Find the lines below that contain the word "BitVectorProof" and count them. Only the number should be given.

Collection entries
--- --- ---
PR #3072, opened 2019-06-25
Make mkOpTerm const

makaimann:
It looks like mkOpTerm can be const but is not declared as such. This pull request would rectify that.


makaimann:
This came up because the generic api makes as many member functions as possible `const` and without this change that’s not possible for the CVC4 implementation.

PR #3073, opened 2019-06-26
New C++ API: Add templated getIndices method for OpTerm

makaimann:
This pull request implements a templated `getIndices` method for `OpTerm` which allows retrieving the indices used to build the `OpTerm`. For indices that support arbitrary precision integers, such as `Divisible`, the index is returned as a string only.


makaimann:
Let me know what you think! Templates seemed like the easiest solution to me, but I'm sure there are other ways of implementing this.

I also wrote a unit test, but I'm not sure where the right place to put it is. Should I just put them in `test/unit/api`? My tests are different than those because it requires a solver to build the `OpTerm` in the first place. I've attached the unit test here.

[unit-index.zip](https://github.com/CVC4/CVC4/files/3331698/unit-index.zip)

4tXJ7f:
This seems like a pretty reasonable solution to me style-wise. The only other option that I can think for dealing with the different types would be to have what is currently a template argument as part of the name: `getStringIndex()`, `getIntIndex()`, etc. One other question is whether we want to directly return all indices or pass the index of the index to retrieve :) I would be happy to keep the current design though.

Regarding the unit tests: It seems like adding them to [opterm_black.h](https://github.com/CVC4/CVC4/blob/master/test/unit/api/opterm_black.h) would be a good option or is there an issue with that?

makaimann:
Thanks for the feedback! I’m pretty open style-wise, so I don’t have any strong opinions between templates and including it as part of the function name. As for the unit tests, that definitely works. I didn’t notice that opterm_black.h already has a solver in it.

src/api/cvc4cpp.cpp
```diff
@@ -1280,6 +1280,143 @@ Sort OpTerm::getSort() const
...
 bool OpTerm::isNull() const { return d_expr->isNull(); }
 
+template <>
+std::string OpTerm::getIndices() const
+{
+  CVC4_API_CHECK_NOT_NULL;
+  std::string i;
+  Kind k = intToExtKind(d_expr->getKind());
+
+  if (k == DIVISIBLE_OP)
```
aniemetz: Why is `DIVISIBLE_OP` here? It's index arg is uint32_t not string: 
https://github.com/CVC4/CVC4/blob/master/src/api/cvc4cpp.cpp#L2735
https://github.com/CVC4/CVC4/blob/master/src/api/cvc4cpp.cpp#L2749

src/api/cvc4cpp.cpp
```diff
@@ -1280,6 +1280,143 @@ Sort OpTerm::getSort() const
...
+    CVC4::Integer _int = d_expr->getConst<Divisible>().k;
+    i = _int.toString();
+  }
+  else if (k == RECORD_UPDATE_OP)
+  {
+    i = d_expr->getConst<RecordUpdate>().getField();
+  }
+  else
+  {
+    CVC4ApiExceptionStream().ostream() << "Can't get string index from"
```
```suggestion
    CVC4_API_CHECK(false) << "Can't get string index from"
```
Your solution is in general fine, but I'd prefer to use a consistent pattern for all checks/throwing API exceptions. It also 'hides' the 'internal' (stream) handling here, which makes it a bit simpler (as a user of the macro you don't have to think about how and why the OStreamVoider is used and when it is fine to not use it).

src/api/cvc4cpp.cpp
```diff
@@ -1280,6 +1280,143 @@ Sort OpTerm::getSort() const
...
+Kind OpTerm::getIndices() const
+{
+  CVC4_API_CHECK_NOT_NULL;
+  Kind kind = intToExtKind(d_expr->getKind());
+  CVC4_API_KIND_CHECK_EXPECTED(kind == CHAIN_OP, kind) << "CHAIN_OP";
+  return intToExtKind(d_expr->getConst<Chain>().getOperator());
+}
+
+template <>
+uint32_t OpTerm::getIndices() const
```
aniemetz: See above, `DIVISIBLE_OP` belongs here.

src/api/cvc4cpp.cpp
```diff
@@ -1280,6 +1280,143 @@ Sort OpTerm::getSort() const
...
+  }
+  else if (k == FLOATINGPOINT_TO_FP_GENERIC_OP)
+  {
+    CVC4::FloatingPointToFPGeneric ext =
+        d_expr->getConst<FloatingPointToFPGeneric>();
+    indices = std::make_pair(ext.t.exponent(), ext.t.significand());
+  }
+  else
+  {
+    CVC4ApiExceptionStream().ostream()
```
```suggestion
    CVC4_API_CHECK(false)
```

test/unit/api/opterm_black.h
```diff
@@ -27,6 +27,11 @@ class OpTermBlack : public CxxTest::TestSuite
   void testGetKind();
   void testGetSort();
   void testIsNull();
+  void testStringIndices();
```
aniemetz:
```suggestion
  void testGetIndicesString();
```

test/unit/api/opterm_black.h
```diff
@@ -27,6 +27,11 @@ class OpTermBlack : public CxxTest::TestSuite
...
+  void testKindIndices();
```
aniemetz:
```suggestion
  void testGetIndicesKind();
```

test/unit/api/opterm_black.h
```diff
@@ -27,6 +27,11 @@ class OpTermBlack : public CxxTest::TestSuite
...
+  void testUintIndices();
```
aniemetz:
```suggestion
  void testGetIndicesUint();
```

test/unit/api/opterm_black.h
```diff
@@ -27,6 +27,11 @@ class OpTermBlack : public CxxTest::TestSuite
...
+  void testPairUintIndices();
```
aniemetz:
```suggestion
  void testGetIndicesPairUint();
```

test/unit/api/opterm_black.h
```diff
@@ -55,3 +60,117 @@ void OpTermBlack::testIsNull()
   x = d_solver.mkOpTerm(BITVECTOR_EXTRACT_OP, 31, 1);
   TS_ASSERT(!x.isNull());
 }
+
+void OpTermBlack::testStringIndices()
```
aniemetz:
```suggestion
void OpTermBlack::testGetIndicesString()
```

test/unit/api/opterm_black.h
```diff
@@ -55,3 +60,117 @@ void OpTermBlack::testIsNull()
...
+{
+  OpTerm divisible_ot = d_solver.mkOpTerm(DIVISIBLE_OP, 4);
```
aniemetz: Reminder: does not belong here

test/unit/api/opterm_black.h
```diff
@@ -55,3 +60,117 @@ void OpTermBlack::testIsNull()
...
+  std::string divisible_idx = divisible_ot.getIndices<std::string>();
+  TS_ASSERT(divisible_idx == "4");
+
+  OpTerm record_update_ot = d_solver.mkOpTerm(RECORD_UPDATE_OP, "test");
+  std::string record_update_idx = record_update_ot.getIndices<std::string>();
+  TS_ASSERT(record_update_idx == "test");
+}
+
+void OpTermBlack::testKindIndices()
```
aniemetz:
```suggestion
void OpTermBlack::testGetIndicesKind()
```

test/unit/api/opterm_black.h
```diff
@@ -55,3 +60,117 @@ void OpTermBlack::testIsNull()
...
+{
+  OpTerm chain_ot = d_solver.mkOpTerm(CHAIN_OP, AND);
+  Kind chain_idx = chain_ot.getIndices<Kind>();
+  TS_ASSERT(chain_idx == AND);
+}
+
+void OpTermBlack::testUintIndices()
```
aniemetz:
```suggestion
void OpTermBlack::testGetIndicesUint()
```

test/unit/api/opterm_black.h
```diff
@@ -55,3 +60,117 @@ void OpTermBlack::testIsNull()
...
+  OpTerm floatingpoint_to_sbv_total_ot = d_solver.mkOpTerm(FLOATINGPOINT_TO_SBV_TOTAL_OP, 14);
+  uint32_t floatingpoint_to_sbv_total_idx = floatingpoint_to_sbv_total_ot.getIndices<uint32_t>();
+  TS_ASSERT(floatingpoint_to_sbv_total_idx == 14);
+
+  OpTerm tuple_update_ot = d_solver.mkOpTerm(TUPLE_UPDATE_OP, 5);
+  uint32_t tuple_update_idx = tuple_update_ot.getIndices<uint32_t>();
+  TS_ASSERT(tuple_update_idx == 5);
+}
+
+void OpTermBlack::testPairUintIndices()
```
aniemetz:
```suggestion
void OpTermBlack::testGetIndicesPairUint()
```

test/unit/api/opterm_black.h
```diff
@@ -55,3 +60,117 @@ void OpTermBlack::testIsNull()
...
+  OpTerm floatingpoint_to_fp_unsigned_bitvector_ot = d_solver.mkOpTerm(FLOATINGPOINT_TO_FP_UNSIGNED_BITVECTOR_OP, 4, 25);
+  std::pair<uint32_t, uint32_t> floatingpoint_to_fp_unsigned_bitvector_indices = floatingpoint_to_fp_unsigned_bitvector_ot.getIndices<std::pair<uint32_t, uint32_t>>();
+  TS_ASSERT((floatingpoint_to_fp_unsigned_bitvector_indices == std::pair<uint32_t, uint32_t>{4, 25}));
+
+  OpTerm floatingpoint_to_fp_generic_ot = d_solver.mkOpTerm(FLOATINGPOINT_TO_FP_GENERIC_OP, 4, 25);
+  std::pair<uint32_t, uint32_t> floatingpoint_to_fp_generic_indices = floatingpoint_to_fp_generic_ot.getIndices<std::pair<uint32_t, uint32_t>>();
+  TS_ASSERT((floatingpoint_to_fp_generic_indices == std::pair<uint32_t, uint32_t>{4, 25}));
+}
+
+void OpTermBlack::testGetIndicesExceptions()
```
aniemetz: I'd prefer having these checks in the corresponding functions above rather than in a separate function (that's the pattern used in all the API unit tests so far).

src/api/cvc4cpp.cpp
makaimann: That’s actually incorrect, it’s an arbitrary precision integer: https://github.com/CVC4/CVC4/blob/57524fd9f204f8e85e5e37af1444a6f76d809aee/src/util/divisible.h#L34
I return it as a string to support arbitrary precision values.
`mkOpTerm` also supports building it with a string for the same reason: https://github.com/CVC4/CVC4/blob/57524fd9f204f8e85e5e37af1444a6f76d809aee/src/api/cvc4cpp.h#L1829

src/api/cvc4cpp.cpp
makaimann: Gotcha, thanks for the feedback!

src/api/cvc4cpp.cpp
makaimann: Moving conversation to above. `DIVISIBLE_OP` has an arbitrary precision `Integer` index which can't always be represented by a `uint64_t`.

test/unit/api/opterm_black.h
makaimann: Fixed with 02da5ec1ab49dc09625bd26e005489bd4fba0ed3

src/api/cvc4cpp.cpp
aniemetz: Hm, your link to cvc4cpp.h actually confirms my above, currently we only have support for uin32_t. We should probably support both (it is quite inconvenient if you have to convert strings that fit into uint back and forth). String as argument should then also be supported in the API though, which it currently isn't. @mpreiner @4tXJ7f what do you think?

test/unit/api/opterm_black.h
```diff
@@ -55,3 +59,106 @@ void OpTermBlack::testIsNull()
...
+
+  OpTerm tuple_update_ot = d_solver.mkOpTerm(TUPLE_UPDATE_OP, 5);
+  uint32_t tuple_update_idx = tuple_update_ot.getIndices<uint32_t>();
+  TS_ASSERT(tuple_update_idx == 5);
+  TS_ASSERT_THROWS(tuple_update_ot.getIndices<std::string>(), CVC4ApiException&);
+}
+
+void OpTermBlack::testGetIndicesPairUint()
+{
+    OpTerm bitvector_extract_ot = d_solver.mkOpTerm(BITVECTOR_EXTRACT_OP, 4, 0);
```
aniemetz: Indent?

src/api/cvc4cpp.cpp
makaimann: Oh duh, I was reading the function declaration above the comment instead of below it, oops.

It is inconvenient to convert it, but I still don't really like the extra infrastructure needed for bounds checking... Either way, string as argument should be supported in the API right? Otherwise functionality is limited.

test/unit/api/opterm_black.h
makaimann: Thanks

makaimann:
I did, but that didn't fix the indent -- fixed it manually.

src/api/cvc4cpp.cpp
aniemetz: We can do string and uint23_t (or change this to uint64_t actually) to create, and string to return (as you have now). Sounds reasonable?

aniemetz:
The lines in opterm_black.h are definitely longer than 80 chars - that should not be the case after clang-format. How did you format? (command)

src/api/cvc4cpp.cpp
makaimann: Yeah, sounds good to me!

makaimann:
Ahh I'm doing `git clang-format HEAD~<N>`. So I probably forgot to `clang-format` in earlier commits, I'll make sure I cover the whole pull request.

src/api/cvc4cpp.cpp
mpreiner: Sounds good.

makaimann: Added support for creating DIVISIBLE_OP with a string in f87e6bb4c5d7e4de31099973244b3b5fc4874316

test/unit/api/opterm_black.h
```diff
@@ -55,3 +60,157 @@ void OpTermBlack::testIsNull()
   x = d_solver.mkOpTerm(BITVECTOR_EXTRACT_OP, 31, 1);
   TS_ASSERT(!x.isNull());
 }
+
+void OpTermBlack::testMakeDivisibleOp()
```
aniemetz: This should actually go into solver_black, just add it in this function: https://github.com/CVC4/CVC4/blob/master/test/unit/api/solver_black.h#L445

makaimann: Oops, fixed with 4d91687f33ba4186d7230e307126221b1e62d86c. Thanks for the pointer.

src/api/cvc4cpp.cpp
```diff
@@ -2724,10 +2862,26 @@ OpTerm Solver::mkOpTerm(Kind kind, Kind k) const
...
+  {
+    case RECORD_UPDATE_OP:
+      res = *mkValHelper<CVC4::RecordUpdate>(CVC4::RecordUpdate(arg))
+                 .d_expr.get();
+      break;
+    case DIVISIBLE_OP:
+      res = *mkValHelper<CVC4::Divisible>(CVC4::Divisible(CVC4::Integer(arg)))
+                 .d_expr.get();
+      break;
+    default:
```
aniemetz: This case can never occur, kind is guarded in the check above. You can safely convert this `switch` to an `if`. For API functions we prefer having argument checks at the top of the function, hence the preference to convert this to `if` and keep the guard above.

makaimann: No worries, good catch! Fixed with f0cd7ef0844e57cd483907946c0f909b9b49af1f. I turned it into an if/else without checking the second case because there's only two possibilities. I also took at the assertion that `res` is not null because that should never happen.

One last question: a possible issue is that the user passes in a string that doesn't represent a valid `Integer`. Should I catch that exception and do something special or just let the API try/catch macro handle it?

aniemetz: In general we would want to always catch such cases on the API level (and then guard internally with assertions that no invalid argument is passed internally -- think of API guards as a 'fence').

With Integer it's a bit of a special case, unfortunately, since we support two different back end implementations (GMP, CLN), and they do not necessarily agree on what is (in)valid input. So, yes, we generally want to explicitly guard against it in the API, but since we use a 3rd-party backend we have no control over and which throws an exception anyways, we delegate it to the back end and let the macro handle it.

But good thing you brought this up, because there is one thing we actually need to do here due to the above mentioned differences. Add a guard like this one here:
https://github.com/CVC4/CVC4/blob/master/src/api/cvc4cpp.cpp#L2067

And let me also add what I wrote above as documentation of the file. Will submit PR.

makaimann: Cool, added the guard in b3068b68424b2bd0be4d94dd852be7e8da25a17a.

PR #3074, opened 2019-06-28
Optimize DRAT optimization: clause matching

alex-ozdemir:
tldr: I made a bad data-structure/algorithm choice when implementing
part of DRAT/CNF-optimization, which consumed **a lot** of time on some
bechmarks. This commit fixes that choice.

Long Version:

Set-Keyed Maps Considered Harmful
=================================

Algorithmic Problem
-------------------

The DRAT optimization process spits out a unsatifiable core of the CNF.
The clauses in the core are all from the original formula, but their
literals may have been reordered and deduplicated.  We must match the
old clauses with new ones, so we know which old clauses are in the core.

Old (BAD) Solution
------------------

Before I didn't really think about this process very much. I built a
solution in which clauses were canonically represented by hash sets of
literals, and made a hash map from canonical clauses to clause indices
into the original CNF.

Problem With Old Solution
-------------------------

In hindsight this was a bad idea. First, it required a new hash set to
be heap-allocated for every clause in the CNF. Second, the map lookups
required set-hashes (reasonable -- linear time, once) and hash-set
equality (not reasonable -- quadratic time, multiple times) on every
lookup.

New Solution
------------

The ideal solution is probably to have the map from clauses to clause
ids be something like a trie. STL doesn't have a trie, but representing
clauses as sorted, deduped vectors of literal in a tree based on
lexicographical comparison is pretty closed to this. On randomly chosen
examples it seems to be a huge improvement over the old
map-keyed-by-sets solution, and I'm in the process of running a full set
of bechmarks.

Also, we store pointers to the clauses already stored elsewhere in the
proof, instead of allocating new memory for them.

Measuring the Improvment
-----------------

Using the statistics also included in this PR, I measured how the amount
of time spent doing core-input clause matching changed. `set-keyed hashmap` 
is the old system. `vector-keyed treemap` is the new. Notice that for some
instances, the old system spent a lot of the proof production time matching
clauses (how embarrassing :frowning_face:). Now it spends significantly less
time. 

### Clause Matching Time as a Fraction of DRAT Optimization Time

clause-match-v-opt-time

### Clause Matching Time as a Fraction of Proof Production Time
clause-match-v-production-time

### Time Spent on Different Tasks
task-time-dist

### Solved Instances
```
DIRECTORY |    Tot |   Slvd |  Sat |  Unsat |  Unk |    To |   Mo |  Err |     Cpu[s] |      Mem[MB] |
run-er    |  21127 |  13822 |    2 |  13820 |    0 |  6791 |   99 |  415 |  4493334.7 |  128195543.1 |
run-er    |  21127 |  13857 |    2 |  13855 |    0 |  6623 |  102 |  545 |  4354398.9 |  128616361.1 |
```

We check 35 more proofs! We also error more. I haven't verified why, but I
assume it is because we attempt to check more proofs and have LFSC fail us :cry:. 

Future Work
-----------

It may also be reasonable to do a hash map of sorted, deduped, vector
clauses, or actually do a trie. I haven't tried this, yet (there's a TODO in the code).

### DIFF
--- a/src/proof/clausal_bitvector_proof.h
+++ b/src/proof/clausal_bitvector_proof.h
@@ -101,7 +101,8 @@ class ClausalBitVectorProof : public BitVectorProof
     TimerStat d_totalTime;
     // Time that drat-trim actually spent optimizing the DRAT proof/formula
     TimerStat d_toolTime;
-    // Time that drat-trim actually spent optimizing the DRAT proof/formula
+    // Time that was spent matching clauses in drat-trim's output to clauses in
+    // its input
     TimerStat d_clauseMatchingTime;
     // Bytes in binary DRAT proof before optimization
     IntStat d_initialDratSize;
--- a/src/proof/clausal_bitvector_proof.h
+++ b/src/proof/clausal_bitvector_proof.h
@@ -87,6 +87,10 @@ class ClausalBitVectorProof : public BitVectorProof
   // of clause actually needed to check that proof (a smaller UNSAT core)
   void optimizeDratProof();
 
+  // Given reference to a SAT clause encoded as a vector of literals, puts the
+  // literals into a canonical order
+  static void canonicalizeClause(prop::SatClause& clause);
+
   struct DratOptimizationStatistics
   {
     DratOptimizationStatistics();
--- a/src/proof/clausal_bitvector_proof.h
+++ b/src/proof/clausal_bitvector_proof.h
@@ -33,6 +33,7 @@
 #include "prop/cnf_stream.h"
 #include "prop/sat_solver_types.h"
 #include "theory/bv/theory_bv.h"
+#include "util/statistics_registry.h"
 
 namespace CVC4 {
 
@@ -67,10 +68,48 @@ class ClausalBitVectorProof : public BitVectorProof
   std::ostringstream d_binaryDratProof{};
   std::vector<ClauseId> d_coreClauseIndices{};
 
+  struct DratTranslationStatistics
+  {
+    DratTranslationStatistics();
+    ~DratTranslationStatistics();
+
+    // Total time spent doing translation (optimized binary DRAT -> in memory
+    // target format) (including IO, postprocessing, etc.)
+    TimerStat d_totalTime;
+    // Time that the external tool actually spent
+    TimerStat d_toolTime;
+  };
+
+  DratTranslationStatistics d_dratTranslationStatistics;
+
  private:
   // Optimizes the DRAT proof stored in `d_binaryDratProof` and returns a list
   // of clause actually needed to check that proof (a smaller UNSAT core)
   void optimizeDratProof();
+
+  struct DratOptimizationStatistics
+  {
+    DratOptimizationStatistics();
+    ~DratOptimizationStatistics();
+
+    // Total time spent using drat-trim to optimize the DRAT proof/formula
+    // (including IO, etc.)
+    TimerStat d_totalTime;
+    // Time that drat-trim actually spent optimizing the DRAT proof/formula
+    TimerStat d_toolTime;
+    // Time that drat-trim actually spent optimizing the DRAT proof/formula
+    TimerStat d_clauseMatchingTime;
+    // Bytes in binary DRAT proof before optimization
+    IntStat d_initialDratSize;
+    // Bytes in binary DRAT proof after optimization
+    IntStat d_optimizedDratSize;
+    // Bytes in textual DIMACS bitblasted formula before optimization
+    IntStat d_initialFormulaSize;
+    // Bytes in textual DIMACS bitblasted formula after optimization
+    IntStat d_optimizedFormulaSize;
+  };
+
+  DratOptimizationStatistics d_dratOptimizationStatistics;
 };
 
 /**
--- a/src/proof/clausal_bitvector_proof.h
+++ b/src/proof/clausal_bitvector_proof.h
@@ -74,7 +74,7 @@ class ClausalBitVectorProof : public BitVectorProof
     ~DratTranslationStatistics();
 
     // Total time spent doing translation (optimized binary DRAT -> in memory
-    // target format) (including IO, postprocessing, etc.)
+    // target format including IO, postprocessing, etc.)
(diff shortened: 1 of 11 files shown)


src/proof/proof_manager.cpp
```diff
@@ -561,8 +561,8 @@ void LFSCProof::toStream(std::ostream& out, const ProofLetMap& map) const
 void LFSCProof::toStream(std::ostream& out) const
 {
   TimerStat::CodeTimer proofProductionTimer(
-      *ProofManager::currentPM()->getProofProductionTime());
-
+      ProofManager::currentPM()->getStats().d_proofProductionTime);
+  ProofManager::currentPM()->getStats().d_skeletonProofTraceTime.start();
```
4tXJ7f: Instead of manually starting/stopping timers, you can also use a `CodeTimer` within a block (just a set of curly braces). The advantage of that is that the timer automatically gets stopped, no matter how the block is exited (e.g. due to an exception).

src/proof/clausal_bitvector_proof.h
```diff
@@ -67,10 +68,52 @@ class ClausalBitVectorProof : public BitVectorProof
...
+  {
+    DratOptimizationStatistics();
+    ~DratOptimizationStatistics();
+
+    // Total time spent using drat-trim to optimize the DRAT proof/formula
+    // (including IO, etc.)
+    TimerStat d_totalTime;
+    // Time that drat-trim actually spent optimizing the DRAT proof/formula
+    TimerStat d_toolTime;
+    // Time that drat-trim actually spent optimizing the DRAT proof/formula
```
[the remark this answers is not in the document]
alex-ozdemir: Good catch!

src/proof/er/er_proof.cpp
```diff
@@ -80,7 +80,7 @@ TraceCheckProof TraceCheckProof::fromText(std::istream& in)
   return pf;
 }
 
-ErProof ErProof::fromBinaryDratProof(
+std::pair<ErProof, TimerStat> ErProof::fromBinaryDratProof(
```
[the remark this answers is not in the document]
alex-ozdemir: Good idea!

src/proof/lrat/lrat_proof.cpp
```diff
@@ -124,7 +124,7 @@ void printIndices(std::ostream& o, const std::vector<ClauseIdx>& indices)
 
 // Prints the LRAT addition line in textual format
 
-LratProof LratProof::fromDratProof(
+std::pair<LratProof, TimerStat> LratProof::fromDratProof(
```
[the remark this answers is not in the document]
alex-ozdemir: Good idea.
I was somewhat unhappy with returning the timer. Glad to have a better solution.

src/proof/proof_manager.cpp
alex-ozdemir: That's neat -- I didn't know about the exception interaction.

Sounds good. One of these days I should split this method up too.

alex-ozdemir:
> This is awesome! Great findings and a good lesson for all of us. I just a have a couple of minor comments (see below).
> 
> Some other thoughts:
> 
> > new hash set to be heap-allocated for every clause in the CNF
> 
> Just for the record: The vectors are still doing heap allocations under the hood but allocating a vector should be cheaper overall than allocating a hash set. Using pointers instead of allocating them again is of course much cheaper (but you could do the same with the hash sets).

Agreed. The new solution uses pointers to vector-clauses already stored in the proof.

> 
> > hash-set equality (not reasonable -- quadratic time, multiple times)
> 
> To be fair, that's only the worst case (if all elements in the "other" set are in a single bucket). Average complexity should be `O(n)`. What's probably worse though is that such a comparison results in a lot more random memory accesses than comparing two vectors lexicographically.

Good point -- I hadn't considered the memory access pattern and its significance.

> > It may also be reasonable to do a hash map of sorted, deduped, vector clauses, or actually do a trie.
> 
> I'd be very interested in seeing a comparison with a hash map. A comparison with a "real" trie would be interesting as well but I am not sure if it is worth all the work to implement it.

Agreed. Something to look into when timer permits.

> Again, really great work finding this issue and coming up with the fix.

src/proof/proof_manager.cpp
```diff
@@ -562,198 +562,249 @@ void LFSCProof::toStream(std::ostream& out) const
...
 
-  NodeSet::iterator it3;
-  Debug("pf::pm") << std::endl << "Used assertions: " << std::endl;
-  for (it3 = used_assertions.begin(); it3 != used_assertions.end(); ++it3)
-    Debug("pf::pm") << "\t assertion = " << *it3 << std::endl;
+    // Debug("pf::pm") << std::endl << "Used lemmas: " << std::endl;
+    // for (it2 = used_lemmas.begin(); it2 != used_lemmas.end(); ++it2) {
+    //   Debug("pf::pm") << "\t lemma = " << *(it2->second) << std::endl;
+    // }
+    // Debug("pf::pm") << std::endl;
```
4tXJ7f: Hmm, maybe remove the commented out code above?

src/proof/proof_manager.cpp
```diff
@@ -562,198 +562,249 @@ void LFSCProof::toStream(std::ostream& out) const
...
-    utils::collectAtoms(*it, atoms);
-    // utils::collectAtoms(*it, newAtoms);
-  }
+    // collects the atoms in the assertions
+    for (NodeSet::const_iterator it = used_assertions.begin();
+         it != used_assertions.end();
+         ++it)
+    {
+      utils::collectAtoms(*it, atoms);
+      // utils::collectAtoms(*it, newAtoms);
```
4tXJ7f: Remove commented out code?

src/proof/proof_manager.cpp
alex-ozdemir: Sounds good. If I'm already messing up the git-blame, I might as well clean things.

src/proof/proof_manager.cpp
alex-ozdemir: Sounds good. If I'm already messing up the git-blame, I might as well clean things.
--- --- ---
**Task result**
5